Even though this document is not largest enough to expose in detail the list of selected preconditions of significant terms used by Beagle in order to filter the captured information, we want to emphasize that this is a «weighted» relationship of lexemes in which each root term is assigned a total «weight» in the set (1 to 3). When the entire process is complete, the absolute amount of the sum corresponding to the found terms is weighted with the relative values (relating to the length of the text where they have been detected) to assign a positive or negative evaluation to the whole information.

1. One of this is based on the intersection of a set of «positive» and «negative» keywords with a proportional weight assigned to each one, which is also based on the shortest path algorithm of Bellman-Ford;

Note:

The Bellman-Ford algorithm (or Bellman-Ford-Moore) calculates the shortest paths from a single source vertex to all other vertices in a weighted digraph. It is slower than Dijkstra's algorithm for the same problem, but more versatile, since it is suitable to deal with graphs using negative numbers for edge weights. ExpoFinder takes advantage of it in its weighting mechanism, useful for us because we work with lists of lexemes for words used as «positive» or «negative» markers.

2. The other is defined by its heuristic nature; it employs a naive Bayesian classifier

Note:

In machine learning terminology, the «naive Bayesian» constitutes a family of simple probabilistic classifiers based on the application of Bayes’ theorem about the hypothesis of independence between variables. Widely studied since the 1950s, it began to be used since the beginning of the next decade as a taxonomy method capable of self-optimization in the recovery community text.
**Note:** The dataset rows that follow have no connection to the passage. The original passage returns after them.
PR #223, opened 2017-09-20
Depcheck will detect dependency use in package.json scripts

### LINKED ISSUE #222: Consider dependencies used when used in scripts
In my `package.json` I use ts-node to quickly run my program while developing, but depcheck says ts-node isn't used at all.

```json
  "scripts": {
    "start": "node --require ts-node/register src/index.ts"
  },
```

```
> depcheck
Unused devDependencies
* ts-node

```

Since I am using ts-node in an npm script, it shouldn't be caught by depcheck as an unused dependency.

Ionaru:
* Depcheck will detect dependency use in package.json scripts.
* Added Jetbrains IDE files to .gitignore.
* Fixes #222

I don't know how to use the 'special' parsers with tests in spec.js, if someone could help me with that I'd be very grateful. :smile:

### DIFF
--- a/src/special/package.js
+++ b/src/special/package.js
@@ -1,0 +1,17 @@
+export default function parsePackageJson(content, filepath, deps) {
+
+  // Mark dependencies as "used" if they are used in a script in package.json.
+  if (filepath.endsWith('/package.json')) {
+    // Grab just the scripts section.
+    const scriptsText = JSON.stringify(JSON.parse(content)['scripts']);
+    const depsInScripts = [];
+    for (const dependency of deps) {
+      if (scriptsText.indexOf(dependency) !== -1) {
+        depsInScripts.push(dependency);
+      }
+    }
+    return depsInScripts;
+  }
+
+  return [];
+}
--- a/src/special/package.js
+++ b/src/special/package.js
@@ -1,16 +1,29 @@
 export default function parsePackageJson(content, filepath, deps) {
   // Mark dependencies as "used" if they are used in a script in package.json.
-  if (filepath.endsWith('/package.json')) {
+  if (filepath.match(new RegExp('(\\/|\\\\)package.json$'))) {  // Escaping is fun!
     // Grab just the scripts section.
-    const scriptsText = JSON.stringify(JSON.parse(content).scripts);
-    if (scriptsText) {
-      const depsInScripts = [];
-      for (let i = 0; i < deps.length; i += 1) {
-        if (scriptsText.indexOf(deps[i]) !== -1) {
-          depsInScripts.push(deps[i]);
+    const scripts = JSON.parse(content).scripts;
+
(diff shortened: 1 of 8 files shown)


Ionaru:
@lijunle @rumpl Can someone please have a look at this request and issue #222?

src/special/package.js
```diff
@@ -0,0 +1,30 @@
+export default function parsePackageJson(content, filepath, deps) {
+  // Mark dependencies as "used" if they are used in a script in package.json.
+  if (filepath.match(new RegExp('(\\/|\\\\)package.json$'))) {  // Escaping is fun!
```
lijunle: Why not use [`path.basename`](https://api.nodejs.org/dist/latest-v6.x/docs/api/path.html#path_path_basename_path_ext)? That could avoid this interesting regexp.

src/special/package.js
```diff
@@ -0,0 +1,30 @@
...
+    // Grab just the scripts section.
+    const scripts = JSON.parse(content).scripts;
+
+    if (scripts) {
+      const scriptKeys = Object.keys(scripts);
```
lijunle: You could use [`lodash.values()`](https://lodash.com/docs/#values) to get values directly.

src/special/package.js
```diff
@@ -0,0 +1,30 @@
...
+        // Don't count script titles as dependency use.
+        let scriptsText = '';
+        for (let i = 0; i < scriptKeys.length; i += 1) {
+          scriptsText += `${scripts[scriptKeys[i]]} `;
+        }
+
+        if (scriptsText) {
+          const depsInScripts = [];
+          for (let i = 0; i < deps.length; i += 1) {
+            if (scriptsText.indexOf(deps[i]) !== -1) {
```
lijunle: This may not work like that. 😢 

The script contains the dependency string does not *really* means it is using that dependency. 

---

BTW, even if compare string is acceptable, it needs to [grab the `bin` section](https://github.com/depcheck/depcheck/blob/master/src/special/bin.js#L41) from `dep/package.json` for comparison.

LinusU: btw. the `bin` field can be both a string or an object. When it's a string, the name of the binary is the same as the name of the package. When it's an object, every key corresponds to the binary name.

lijunle: @LinusU Good catch! Could you please fix the string case in the `bin` special? Thank you!

Ionaru:
My bad, I was under the impression the `bin` special did something entirely different. 

Is it okay if I add `--require ${key}/register` and `--require ${key}` to the `getBinaryFeatures` function so it will detect ts-node and coffee-script dependencies when used by mocha?

lijunle:
@Ionaru That will be good. Thank you!

Ionaru:
Done in #227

We use the frequency of occurrence of a given lexeme as a trigger, so that ExpoFinder can contribute to the semi-automated selection of relevant information from the experience gained. It is not a pure discriminative mechanism, but an auxiliary tool that has proven to be useful for application operators.

to guide the «human» editor during the task of discriminating whether or not an information captured by Beagle is valid. The latter is able to improve their efficiency through continuous learning processes (each discarding or acceptance made by the «human» editor refines the system «perceptiveness» (see figures 2 and 3).

Figure 2. Screenshot. Exhibitions list (fragment). See the Bayesian classifier indicator

ExpoFinder also includes a control system (QC) that identifies the mistakes and failures, which are also associated with the human editor who made them, so that he/she can perform the appropriate corrections (see figures 3 and 4).

Figure 3. Screenshot. Automated evaluation of efficiency

Figure 4. Screenshot. Quality control (QC). Resume

In its current state of development, the Beagle-ExpoFinder system captures and selects daily about 100 references from more than 12,000 web sources of information. Its error rate during the recording and validation processes is about 3.9%, below the 5% initially considered as permissible.

Bibliography

Baumgartner, R. et al. (2009). Web Data Extraction System. In Encyclopedia of Database Systems. Springer-Verlag.
Kokkoras, F. et al. (2013). DEiXTo: A Web Data Extraction Suite. Proceedings of 6th Balkan Conference in Informatics (BCI 2013), Nueva York: ACM, pp. 9-12.
Pree, W. (1994). Design Patterns for Object-Oriented Software Development. Reading, Massachussets, USA: Addison-Wesley, ACM Press Books.
Raposo, J. et al. (2002). The Wargo System: Semi-Automatic Wrapper Generation in Presence of Complex Data Access Modes. Database and Expert Systems Applications. Proceedings, 13th International Workshop, IEEE, pp. 313-17.